Extracted entries Start Marker
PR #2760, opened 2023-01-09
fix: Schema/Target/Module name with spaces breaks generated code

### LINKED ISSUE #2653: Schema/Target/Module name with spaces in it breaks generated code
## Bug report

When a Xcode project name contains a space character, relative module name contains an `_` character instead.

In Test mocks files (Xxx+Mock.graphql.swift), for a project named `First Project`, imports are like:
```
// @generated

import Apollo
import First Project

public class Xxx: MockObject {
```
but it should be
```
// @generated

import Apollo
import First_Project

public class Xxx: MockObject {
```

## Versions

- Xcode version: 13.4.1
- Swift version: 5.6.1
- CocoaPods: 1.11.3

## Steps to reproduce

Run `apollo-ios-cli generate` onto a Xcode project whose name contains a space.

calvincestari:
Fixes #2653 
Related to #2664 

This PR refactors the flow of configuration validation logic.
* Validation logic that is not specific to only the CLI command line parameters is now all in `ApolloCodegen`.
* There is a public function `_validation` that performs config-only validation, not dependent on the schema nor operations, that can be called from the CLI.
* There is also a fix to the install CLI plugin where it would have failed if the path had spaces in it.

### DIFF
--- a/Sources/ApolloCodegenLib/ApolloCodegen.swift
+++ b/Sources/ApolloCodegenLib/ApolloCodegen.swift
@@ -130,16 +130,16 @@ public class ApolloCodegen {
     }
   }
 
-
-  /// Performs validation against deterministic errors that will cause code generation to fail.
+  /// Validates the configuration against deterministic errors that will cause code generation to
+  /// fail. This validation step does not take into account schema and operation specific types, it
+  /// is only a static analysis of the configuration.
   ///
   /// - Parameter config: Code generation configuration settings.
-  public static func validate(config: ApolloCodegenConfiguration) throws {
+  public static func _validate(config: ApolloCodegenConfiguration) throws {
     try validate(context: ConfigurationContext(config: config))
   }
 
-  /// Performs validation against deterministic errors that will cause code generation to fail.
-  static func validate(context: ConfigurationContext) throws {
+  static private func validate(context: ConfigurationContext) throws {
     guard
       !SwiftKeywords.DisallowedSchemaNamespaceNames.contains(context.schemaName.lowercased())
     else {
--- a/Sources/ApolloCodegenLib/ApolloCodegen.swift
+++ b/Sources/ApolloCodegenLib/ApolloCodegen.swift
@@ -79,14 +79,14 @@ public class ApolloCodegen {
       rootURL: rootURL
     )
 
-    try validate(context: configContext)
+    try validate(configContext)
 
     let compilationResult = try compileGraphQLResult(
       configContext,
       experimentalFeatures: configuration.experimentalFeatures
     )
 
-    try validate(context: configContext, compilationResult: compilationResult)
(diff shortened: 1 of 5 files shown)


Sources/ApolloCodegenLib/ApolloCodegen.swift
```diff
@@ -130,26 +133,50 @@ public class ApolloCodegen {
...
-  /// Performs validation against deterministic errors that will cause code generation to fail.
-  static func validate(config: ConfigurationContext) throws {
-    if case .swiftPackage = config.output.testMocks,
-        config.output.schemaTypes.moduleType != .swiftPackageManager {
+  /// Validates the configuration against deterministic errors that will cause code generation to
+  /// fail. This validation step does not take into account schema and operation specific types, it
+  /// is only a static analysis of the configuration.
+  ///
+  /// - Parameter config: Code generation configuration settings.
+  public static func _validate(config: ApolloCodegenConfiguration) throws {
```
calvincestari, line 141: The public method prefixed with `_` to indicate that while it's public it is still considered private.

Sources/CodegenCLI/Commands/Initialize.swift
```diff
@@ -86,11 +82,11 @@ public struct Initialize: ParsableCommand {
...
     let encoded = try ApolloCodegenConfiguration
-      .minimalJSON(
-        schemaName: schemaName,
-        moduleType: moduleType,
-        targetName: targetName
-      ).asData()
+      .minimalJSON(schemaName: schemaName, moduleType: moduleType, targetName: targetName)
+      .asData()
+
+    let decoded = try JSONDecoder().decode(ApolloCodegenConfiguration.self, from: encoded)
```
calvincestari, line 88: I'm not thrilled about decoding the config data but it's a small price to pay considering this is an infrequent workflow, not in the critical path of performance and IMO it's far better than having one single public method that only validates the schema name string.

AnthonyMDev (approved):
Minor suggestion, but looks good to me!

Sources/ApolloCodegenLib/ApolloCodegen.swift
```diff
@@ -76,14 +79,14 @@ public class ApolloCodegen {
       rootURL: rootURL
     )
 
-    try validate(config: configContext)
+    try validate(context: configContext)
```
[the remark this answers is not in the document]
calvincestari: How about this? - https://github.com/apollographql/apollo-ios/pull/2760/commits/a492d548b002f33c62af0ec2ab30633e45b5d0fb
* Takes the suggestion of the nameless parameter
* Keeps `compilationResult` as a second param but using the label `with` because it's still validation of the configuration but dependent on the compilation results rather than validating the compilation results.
Extracted entries End Marker
Problem description: Your task is to give the records above again, exactly.

Task response:
PR #2760, opened 2023-01-09
fix: Schema/Target/Module name with spaces breaks generated code

### LINKED ISSUE #2653: Schema/Target/Module name with spaces in it breaks generated code
## Bug report

When a Xcode project name contains a space character, relative module name contains an `_` character instead.

In Test mocks files (Xxx+Mock.graphql.swift), for a project named `First Project`, imports are like:
```
// @generated

import Apollo
import First Project

public class Xxx: MockObject {
```
but it should be
```
// @generated

import Apollo
import First_Project

public class Xxx: MockObject {
```

## Versions

- Xcode version: 13.4.1
- Swift version: 5.6.1
- CocoaPods: 1.11.3

## Steps to reproduce

Run `apollo-ios-cli generate` onto a Xcode project whose name contains a space.

calvincestari:
Fixes #2653 
Related to #2664 

This PR refactors the flow of configuration validation logic.
* Validation logic that is not specific to only the CLI command line parameters is now all in `ApolloCodegen`.
* There is a public function `_validation` that performs config-only validation, not dependent on the schema nor operations, that can be called from the CLI.
* There is also a fix to the install CLI plugin where it would have failed if the path had spaces in it.

### DIFF
--- a/Sources/ApolloCodegenLib/ApolloCodegen.swift
+++ b/Sources/ApolloCodegenLib/ApolloCodegen.swift
@@ -130,16 +130,16 @@ public class ApolloCodegen {
     }
   }
 
-
-  /// Performs validation against deterministic errors that will cause code generation to fail.
+  /// Validates the configuration against deterministic errors that will cause code generation to
+  /// fail. This validation step does not take into account schema and operation specific types, it
+  /// is only a static analysis of the configuration.
   ///
   /// - Parameter config: Code generation configuration settings.
-  public static func validate(config: ApolloCodegenConfiguration) throws {
+  public static func _validate(config: ApolloCodegenConfiguration) throws {
     try validate(context: ConfigurationContext(config: config))
   }
 
-  /// Performs validation against deterministic errors that will cause code generation to fail.
-  static func validate(context: ConfigurationContext) throws {
+  static private func validate(context: ConfigurationContext) throws {
     guard
       !SwiftKeywords.DisallowedSchemaNamespaceNames.contains(context.schemaName.lowercased())
     else {
--- a/Sources/ApolloCodegenLib/ApolloCodegen.swift
+++ b/Sources/ApolloCodegenLib/ApolloCodegen.swift
@@ -79,14 +79,14 @@ public class ApolloCodegen {
       rootURL: rootURL
     )
 
-    try validate(context: configContext)
+    try validate(configContext)
 
     let compilationResult = try compileGraphQLResult(
       configContext,
       experimentalFeatures: configuration.experimentalFeatures
     )
 
-    try validate(context: configContext, compilationResult: compilationResult)
(diff shortened: 1 of 5 files shown)


Sources/ApolloCodegenLib/ApolloCodegen.swift
```diff
@@ -130,26 +133,50 @@ public class ApolloCodegen {
...
-  /// Performs validation against deterministic errors that will cause code generation to fail.
-  static func validate(config: ConfigurationContext) throws {
-    if case .swiftPackage = config.output.testMocks,
-        config.output.schemaTypes.moduleType != .swiftPackageManager {
+  /// Validates the configuration against deterministic errors that will cause code generation to
+  /// fail. This validation step does not take into account schema and operation specific types, it
+  /// is only a static analysis of the configuration.
+  ///
+  /// - Parameter config: Code generation configuration settings.
+  public static func _validate(config: ApolloCodegenConfiguration) throws {
```
calvincestari, line 141: The public method prefixed with `_` to indicate that while it's public it is still considered private.

Sources/CodegenCLI/Commands/Initialize.swift
```diff
@@ -86,11 +82,11 @@ public struct Initialize: ParsableCommand {
...
     let encoded = try ApolloCodegenConfiguration
-      .minimalJSON(
-        schemaName: schemaName,
-        moduleType: moduleType,
-        targetName: targetName
-      ).asData()
+      .minimalJSON(schemaName: schemaName, moduleType: moduleType, targetName: targetName)
+      .asData()
+
+    let decoded = try JSONDecoder().decode(ApolloCodegenConfiguration.self, from: encoded)
```
calvincestari, line 88: I'm not thrilled about decoding the config data but it's a small price to pay considering this is an infrequent workflow, not in the critical path of performance and IMO it's far better than having one single public method that only validates the schema name string.

AnthonyMDev (approved):
Minor suggestion, but looks good to me!

Sources/ApolloCodegenLib/ApolloCodegen.swift
```diff
@@ -76,14 +79,14 @@ public class ApolloCodegen {
       rootURL: rootURL
     )
 
-    try validate(config: configContext)
+    try validate(context: configContext)
```
[the remark this answers is not in the document]
calvincestari: How about this? - https://github.com/apollographql/apollo-ios/pull/2760/commits/a492d548b002f33c62af0ec2ab30633e45b5d0fb
* Takes the suggestion of the nameless parameter
* Keeps `compilationResult` as a second param but using the label `with` because it's still validation of the configuration but dependent on the compilation results rather than validating the compilation results.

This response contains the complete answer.